[LISTED ENTRIES]

PR #2000, opened 2022-06-15
Updates `apply_newline_style` function to use determined setting

eureka-cpu:
Currently we have this set to just use `Auto` but we are determining which setting to use from the `Config` before the `format` function is called so we can change this to be dynamic.


kayagokalp (approved):
Ohh, that's my bad sorry. Thanks for the fix and lgtm 👍

adlerjohn (approved):

PR #2003, opened 2022-06-16
Config driven E2E testing.

otrho:
OK, I've added hundreds of `test.toml` files to all the E2E tests and now they're gathered up and run from `mod.rs`.  Hopefully this means no more annoying merge conflicts at the end of the test list.

This is PHASE ONE.  There's no new actual test functionality here, just a different discovery model.

 PHASE TWO will include the ability to specify expected output from the compilation process.  This will be especially useful for the `should_fail` tests.

Another feature we could add is for the harness to complain about test projects which don't have a `test.toml`.  At the moment there are a few of these in there, which I've explicitly disabled.  Some are waiting for new features, but some seem to just have been forgotten.  And I think I even rediscovered some tests in here which weren't being run by the old `mod.rs`, probably the victim of some merge faults.


emilyaherbert:
@otrho , would you be able to include a small fix addressing this comment in your PR? https://github.com/FuelLabs/sway/pull/2009#discussion_r899400618

otrho:
I've also noticed that for the `should_pass` tests which verify their ABI (most of them) it's quite inefficient -- it's compiling everything twice, which as compiling `libstd` gets slower is compounding the problem.  I reckon if we could do both in a single pass we'd cut 30% off the total run time.

test/src/e2e_vm_tests/test_programs/README.md
```diff
@@ -0,0 +1,82 @@
...
+## `test.toml`
+
+To add a new test to the E2E suite place a `test.toml` file at the root of the test Forc package,
+i.e., next to the `Forc.toml` file.  This file may contain a few basic fields.
+
+## `category`
+
+The `category` field is mandatory and must be one of the following strings:
+
+* `"run"` - The test is compiled an run in a VM.
```
nfurfaro, line 15: typo: "The test is compiled _**and**_ run in a VM."

test/src/e2e_vm_tests/test_programs/README.md
```diff
@@ -0,0 +1,82 @@
...
+
+The `action` field describe what sort of result to expect:
+
+* `"return"` - An integer value returned by success in the VM.
+* `"return_data"` - An array of bytes returned by the VM.
+* `"result"` - An integer word returned by the Fuel Core node.
+* `"revert"` - An integer value returned by failure in the VM.
+
+The `value` field is the actual expected value.  For `"return"`, `"result"` and `"revert"` actions
+is must be an integer.
```
nfurfaro, line 34: typo: "**_it_** must be an integer"

test/src/e2e_vm_tests/test_programs/README.md
```diff
@@ -0,0 +1,82 @@
...
+deployed to the node prior to deploying and running the test code.  These are specified with the
+`contracts` field.
+
+It must be an array of strings each containing only the path to the Forc project for the contract to
+be compiled and deployed.  It is important that these paths remain relative to the
+`test/src/e2e_vm_tests/test_programs` directory.
+
+## `validate_abi`
+
+Some tests also require their ABI is verified.  To indicate this the `validate_abi` field may be
```
Braqzen, line 50:
```suggestion
Some tests also require their ABI to be verified.  To indicate this the `validate_abi` field may be
```

test/src/e2e_vm_tests/test_programs/should_pass/language/enum_padding/test.toml
```diff
@@ -0,0 +1,3 @@
+category = "run"
+expected_result = { action = "return_data", value = [ 0xce, 0x55, 0xff, 0x05, 0x11, 0x3a, 0x24, 0x2e, 0xc7, 0x9a, 0x23, 0x75, 0x0c, 0x7e, 0x2b, 0xab, 0xaf, 0x98, 0xa8, 0xdc, 0x41, 0x66, 0x90, 0xc8, 0x57, 0xdd, 0x31, 0x72, 0x0c, 0x74, 0x82, 0xb6 ] }
```
Braqzen, line 2: The value here is in different encoding than in the README.md. Should the README.md be updated to reflect this?

test/src/e2e_vm_tests/mod.rs
```diff
@@ -1,730 +1,349 @@
...
-    // Deploy and then test.
-    number_of_tests_run += projects.len();
-    let mut contract_ids = Vec::<fuel_tx::ContractId>::with_capacity(contracts.len());
-    for name in contracts {
-        let contract_id = harness::deploy_contract(name, locked);
-        contract_ids.push(contract_id);
-    }
+            TestCategory::Compiles => {
+                assert!(crate::e2e_vm_tests::harness::compile_to_bytes(&name, locked).is_ok());
+                number_of_tests_run += 1;
```
Braqzen, line 90: Should we be counting tests that don't run as ones that do run? Compilation, skipping etc. should not be counted as being run, no? Am I misunderstanding?

otrho: We currently count all tests that are 'tested'.  So maybe that variable should just be `number_of_tests_executed`.  Not that important, could change it one day.

mohammadfawaz (approved):

test/src/e2e_vm_tests/mod.rs
otrho: I've already had to do a rebase to take in @vaivaswatha's PR changes, so I renamed this var while I was at it.

PR #2004, opened 2022-06-16
Introduce a type check `Context`. Replaces `TypeCheckArguments`.

### LINKED ISSUE #1810: Provide a "context" to the type-check phase with the aim of improving ergonomics
Currently, the set of `TypeCheckArguments` we pass throughout type-checking is rather ad-hoc and requires frequent destructuring and re-structuring as it is passed throughout the AST.

With the incoming `FunctionEngine`  and `DeclarationEngine` (#1692) types to be introduced with the new collections phase (#1693), and plans to de-globalize the type engine, it's time to consider refactoring the `TypeCheckArguments` into something a little more ergonomic.

_TODO: Update this with a pseudo context type (or open a draft)._

mitchmindtree:
Closes #1810.

~This is very WIP, but just posting as a draft so that folks can see what direction it's going in in the meantime! Will elaborate here on the changes when this is closer to ready-for-review.~

OK, this should be good to go!

The main change is the removal of the `TypeCheckArguments` in favour of a new type check `Context` type throughout `semantic_analysis`.

The `Context` carries through many of the original fields from `TypeCheckArguments`, but attempts to expose a more ergonomic API for the type-checking process.

A key difference is that the generic `checkee` field has been removed in favour of using dedicated function arguments. This generic `checkee` resulted in the need to constantly destructure and restructure the `TypeCheckArguments` throughout semantic analysis due to each node having a different checkee type, and in turn a different filled `TypeCheckArguments` type. This destructuring added quite a bit of noise and often made it tricky to keep track of which parts of the type-check context were actually getting updated, and which were simply being plumbed through from the parent node.

This should be much clearer now with the new `Context`, which provides builder types to only update the fields that are necessary. There are some locations where I'm unsure if it's truly necessary to reset the `help_text` to `""`, or the `type_annotation` to `insert_type(TypeInfo::Unknown)`, however I added them anyway to ensure we match the original semantics exactly. If it turns out some of these are unnecessary, perhaps we can remove them in future PRs.


mitchmindtree:
Woops, just requested reviews individually forgetting there's a `FuelLabs/sway-compiler` team now. Will remember to use the team in the future!

sway-core/src/ir_generation/function.rs
```diff
@@ -10,7 +10,7 @@ use crate::{
 use super::{compile::compile_function, convert::*, lexical_map::LexicalMap, types::*};
 
 use fuel_crypto::Hasher;
-use sway_ir::*;
+use sway_ir::{Context, *};
```
otrho, line 13: What is the thinking here?  Trying to emphasise `Context` somehow?  Does it clash with the new `Context`?

otrho (approved):
More red than green is always a good thing. :)

sway-core/src/ir_generation/function.rs
mitchmindtree: Yeah there's a glob import from both `sway_ir` and `semantic_analysis` here :smiling_face_with_tear: the explicit import takes precedence in Rust so this resolves the conflict.

otrho: I didn't know you could do that.  Cool. :slightly_smiling_face:

JoshuaBatty (dismissed):
This is great, the code is much cleaner!

adlerjohn (commented):
Merge conflicts

mitchmindtree:
Okydoke, rebased!

Would love a review from @emilyaherbert or @sezna in particular as you both spend the most time in `semantic_analysis.rs` :mage_woman:  :mage:

sway-core/src/semantic_analysis/context.rs
```diff
@@ -0,0 +1,186 @@
...
+
+    // The following set of fields are intentionally private. When a `Context` is passed into a new
+    // node during type checking, these fields should be updated using the `with_*` methods which
+    // provides a new `Context`, ensuring we don't leak our changes into the parent nodes.
+    self_type: TypeId,
+    /// While type-checking an expression, this indicates the expected type.
+    ///
+    /// Assists type inference.
+    type_annotation: TypeId,
+    mode: Mode,
```
emilyaherbert, line 25: Add description here.

sway-core/src/semantic_analysis/context.rs
```diff
@@ -0,0 +1,186 @@
...
+        Namespace,
+    },
+    type_engine::{insert_type, unify_with_self, TypeId, TypeInfo},
+    CompileResult, CompileWarning, TypeArgument, TypeError,
+};
+use sway_types::{span::Span, Spanned};
+
+/// Contextual state tracked and accumulated throughout type-checking.
+pub struct Context<'ns> {
+    pub(crate) namespace: &'ns mut Namespace,
```
emilyaherbert, line 15: Add description here.

sway-core/src/semantic_analysis/context.rs
```diff
@@ -0,0 +1,186 @@
...
+
+    /// Create a new context that mutably borrows the inner `namespace` with a lifetime bound by
+    /// `self`.
+    ///
+    /// This is particularly useful when type-checking a node that has more than one child node
+    /// (very often the case). By taking the context with the namespace lifetime bound to `self`
+    /// rather than the original namespace reference, we instead restrict the returned context to
+    /// the local scope and avoid consuming the original context when providing context to the
+    /// first visited child node.
+    pub fn by_ref(&mut self) -> Context {
```
emilyaherbert, line 62: Would you consider renaming this to `by_ref_mut`? To stay consistent with the pseudo-equivalent `ref mut` Rust pattern.

sway-core/src/semantic_analysis/context.rs
```diff
@@ -0,0 +1,186 @@
...
+    type_annotation: TypeId,
+    mode: Mode,
+    // TODO: Should this be removed to `CompileError` and `CompileWarning`?
+    help_text: &'static str,
+    /// Tracks the purity of the context, e.g. whether or not we should be allowed to write to
+    /// storage.
+    purity: Purity,
+}
+
+impl<'ns> Context<'ns> {
```
emilyaherbert, line 33: Would you be able to rename this to `TypeSystemContext` or something like that? With the new collection context and stuff going in we will need to have differentiating names.

emilyaherbert (changes requested):
This looks great! Just a few nits.

I'm thinking that we should remove the globally-accessible type engine and instead place it inside of this new context. However I think that is too much for this PR. This PR should go in and then it should be relatively straightforward to place the type engine inside of this context later.

sway-core/src/semantic_analysis/context.rs
mitchmindtree: In this case, I was aiming to follow the precedent set by [`Iterator::by_ref`](https://doc.rust-lang.org/std/iter/trait.Iterator.html#method.by_ref) which does something kiiiind of similar. There can be no immutable case here, so I'm hoping there should be no ambiguity anyways.

emilyaherbert: Ah gotcha. Feel free to ignore this then.

sway-core/src/semantic_analysis/context.rs
mitchmindtree: I was hoping we could keep the brevity of `Context` seeing as it's used in so many locations, but if there will also be a `CollectionContext` that sounds fair! Perhaps `TypeCheckContext`?

mitchmindtree:
Thanks for the review @emilyaherbert! Will address these today.

> I'm thinking that we should remove the globally-accessible type engine and instead place it inside of this new context. However I think that is too much for this PR. This PR should go in and then it should be relatively straightforward to place the type engine inside of this context later.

[/LISTED ENTRIES]

HOW TO COMPLETE THIS TASK => Copy every line from the records above that contains the string "locked".

ANSWER =>
-        let contract_id = harness::deploy_contract(name, locked);
+                assert!(crate::e2e_vm_tests::harness::compile_to_bytes(&name, locked).is_ok());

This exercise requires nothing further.